▶ THE PROBLEM: Exactly the lines starting at the line containing "-5,7 +5,11 @@" and ending at the line containing "use crate::Error;" are to be written out from the listing below, both included.

□ □ □ □

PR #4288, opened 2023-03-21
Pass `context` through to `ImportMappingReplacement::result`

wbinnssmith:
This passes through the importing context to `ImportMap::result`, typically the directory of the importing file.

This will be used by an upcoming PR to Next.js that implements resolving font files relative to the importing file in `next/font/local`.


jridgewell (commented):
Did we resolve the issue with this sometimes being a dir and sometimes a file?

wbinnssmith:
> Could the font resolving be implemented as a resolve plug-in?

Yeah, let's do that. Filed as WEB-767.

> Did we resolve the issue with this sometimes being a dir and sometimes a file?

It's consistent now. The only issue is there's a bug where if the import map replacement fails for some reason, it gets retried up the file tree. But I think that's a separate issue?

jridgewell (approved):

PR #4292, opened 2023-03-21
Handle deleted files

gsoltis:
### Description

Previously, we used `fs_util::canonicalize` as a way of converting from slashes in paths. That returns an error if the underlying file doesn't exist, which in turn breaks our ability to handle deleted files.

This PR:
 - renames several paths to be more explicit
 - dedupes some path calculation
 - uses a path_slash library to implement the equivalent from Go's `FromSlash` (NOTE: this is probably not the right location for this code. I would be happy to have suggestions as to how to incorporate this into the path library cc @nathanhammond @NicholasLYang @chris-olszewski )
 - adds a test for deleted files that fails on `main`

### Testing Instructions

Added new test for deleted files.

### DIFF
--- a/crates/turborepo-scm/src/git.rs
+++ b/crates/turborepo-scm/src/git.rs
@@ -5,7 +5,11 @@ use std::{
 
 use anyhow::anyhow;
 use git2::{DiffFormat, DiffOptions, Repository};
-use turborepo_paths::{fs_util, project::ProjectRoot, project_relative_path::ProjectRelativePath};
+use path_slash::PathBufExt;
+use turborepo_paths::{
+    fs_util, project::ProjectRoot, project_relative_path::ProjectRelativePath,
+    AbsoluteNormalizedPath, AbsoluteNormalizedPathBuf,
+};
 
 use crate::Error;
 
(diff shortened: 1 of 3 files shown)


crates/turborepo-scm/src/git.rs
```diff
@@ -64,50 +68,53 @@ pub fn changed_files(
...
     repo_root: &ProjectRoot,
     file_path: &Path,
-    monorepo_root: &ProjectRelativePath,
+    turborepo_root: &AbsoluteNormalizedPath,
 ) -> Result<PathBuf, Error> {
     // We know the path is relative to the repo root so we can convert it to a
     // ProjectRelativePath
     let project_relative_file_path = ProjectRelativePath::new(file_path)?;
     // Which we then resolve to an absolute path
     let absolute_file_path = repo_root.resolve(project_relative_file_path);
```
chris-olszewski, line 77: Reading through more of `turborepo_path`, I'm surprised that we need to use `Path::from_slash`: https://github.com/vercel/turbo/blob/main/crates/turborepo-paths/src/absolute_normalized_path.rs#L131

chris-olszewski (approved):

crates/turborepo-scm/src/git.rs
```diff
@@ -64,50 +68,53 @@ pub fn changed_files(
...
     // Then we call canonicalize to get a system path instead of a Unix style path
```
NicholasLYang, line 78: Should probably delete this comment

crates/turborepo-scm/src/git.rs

□ □ □ □

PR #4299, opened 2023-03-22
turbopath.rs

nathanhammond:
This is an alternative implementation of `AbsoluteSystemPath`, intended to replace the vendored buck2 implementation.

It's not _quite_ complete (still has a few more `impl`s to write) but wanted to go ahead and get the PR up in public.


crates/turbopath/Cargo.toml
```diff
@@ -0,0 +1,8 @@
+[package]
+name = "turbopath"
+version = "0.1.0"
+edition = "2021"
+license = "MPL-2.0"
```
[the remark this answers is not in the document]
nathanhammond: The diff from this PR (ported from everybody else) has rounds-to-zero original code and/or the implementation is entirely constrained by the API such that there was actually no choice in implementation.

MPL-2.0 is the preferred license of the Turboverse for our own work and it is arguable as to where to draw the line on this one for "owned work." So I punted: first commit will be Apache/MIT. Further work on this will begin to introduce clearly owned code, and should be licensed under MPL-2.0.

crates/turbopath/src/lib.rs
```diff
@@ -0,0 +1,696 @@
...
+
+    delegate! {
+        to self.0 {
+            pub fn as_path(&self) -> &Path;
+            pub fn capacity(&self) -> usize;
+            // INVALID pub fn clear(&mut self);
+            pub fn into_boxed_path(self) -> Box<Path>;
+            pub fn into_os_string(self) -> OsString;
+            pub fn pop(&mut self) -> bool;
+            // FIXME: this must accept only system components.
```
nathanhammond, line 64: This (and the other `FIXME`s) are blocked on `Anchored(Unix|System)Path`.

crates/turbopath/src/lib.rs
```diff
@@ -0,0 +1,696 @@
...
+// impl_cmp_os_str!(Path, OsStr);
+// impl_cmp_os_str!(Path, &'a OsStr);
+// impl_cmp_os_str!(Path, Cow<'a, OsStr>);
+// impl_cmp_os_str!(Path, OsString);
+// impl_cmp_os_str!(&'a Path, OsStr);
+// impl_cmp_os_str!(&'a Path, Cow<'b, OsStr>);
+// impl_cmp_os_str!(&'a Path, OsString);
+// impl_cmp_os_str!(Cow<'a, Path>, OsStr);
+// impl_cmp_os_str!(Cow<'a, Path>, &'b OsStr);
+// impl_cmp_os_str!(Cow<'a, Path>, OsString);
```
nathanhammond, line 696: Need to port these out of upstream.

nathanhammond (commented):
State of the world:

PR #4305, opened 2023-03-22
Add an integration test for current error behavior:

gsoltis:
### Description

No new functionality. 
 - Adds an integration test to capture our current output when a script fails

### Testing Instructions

□ □ □ □

▶ TASK OUTPUT:
@@ -5,7 +5,11 @@ use std::{
 
 use anyhow::anyhow;
 use git2::{DiffFormat, DiffOptions, Repository};
-use turborepo_paths::{fs_util, project::ProjectRoot, project_relative_path::ProjectRelativePath};
+use path_slash::PathBufExt;
+use turborepo_paths::{
+    fs_util, project::ProjectRoot, project_relative_path::ProjectRelativePath,
+    AbsoluteNormalizedPath, AbsoluteNormalizedPathBuf,
+};
 
 use crate::Error;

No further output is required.